## WORK TO COMPLETE
Scan the entries for lines with the word "restoring", then copy those lines.

## RECORD EXTRACTS
Issue #8093, opened 2023-02-21
Prevent data loss through re-sync when restoring data from backup


dianabarsan:
**What feature do you want to improve?**
Data loss when restoring from backups is most likely unavoidable. 
However there is one mitigation we can deploy, with relatively little cost. 

First, follow these steps to reproduce how data loss happens now: 
1. Launch CHT (4.x is easiest, but this applies to every release since 2017) and create an offline user
2. Login as the offline user. 
3. Create a data backup. 
4. As the offline user, create some documents and sync. 
5. As the admin, check that the documents created on step 4 exist on the server. 
6. Overwrite live data with the backup (simulate a restoration from backup). 
7. Check that the documents created on step 4 don't exist on the server (this is expected, those docs were created AFTER the backup). 
8. Sync as the offline user. 
9. Check that the documents created on step 4 don't exist on the server. 

What happens on step 9 is caused by the way we save the replication checkpointer in Pouchdb: [at replication source](https://github.com/medic/cht-core/blob/master/webapp/src/ts/services/db-sync.service.ts#L88). This means that the document that holds the replication sequence for client uploads exists only on the client. The client doesn't know the server was restored from a backup, so it will keep uploading docs based on the locally stored sequence. This sequence is _after_ the docs created on step 4. 

**Describe the improvement you'd like**
PouchDb supports multiple settings for the `checkpoint`, and by default will save the checkpointer on both `source` and `target`. 
If the checkpointer is also saved on the target, when reaching step 9, PouchDb will check replication history on both checkpointers and choose the latest common seq. Because the server will have an older seq, the documents created on 4 will be re-uploaded. No data loss. 

With this approach, in case the server checkpointer becomes corrupted, is deleted, etc, the client will start replication from 0. This means that the local database is iterated over in batches and, for each batch, it will query a server endpoint (_revs_diff) to check whether the docs already exist. This endpoint is unfiltered, and requests are forwarded directly to CouchDb.  Only missing docs will be uploaded.
We should assess the performance impact of a client resetting replication, both for the client and for the server. 

When implementing this, we should also make sure that we somehow "start" by writing the server-side checkpointer, if possible, so we avoid all clients going through the process described above. 

**Describe alternatives you've considered**
Don't change anything. 

**Additional context**
We recently restored a production  deployment from a backup due to server-side data corruption.

dianabarsan:
This is ready for AT on https://github.com/medic/cht-core/pull/8108

lorerod:
[...]

Issue #8097, opened 2023-02-23
Flaky test:  Edit contacts with the default config should remove the primary contact from the clinic when the contact is deleted


dianabarsan:
**Describe the issue**
Test is failing frequently and repeatedly on retries:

## SOLUTION TO THIS TASK
Prevent data loss through re-sync when restoring data from backup
Data loss when restoring from backups is most likely unavoidable. 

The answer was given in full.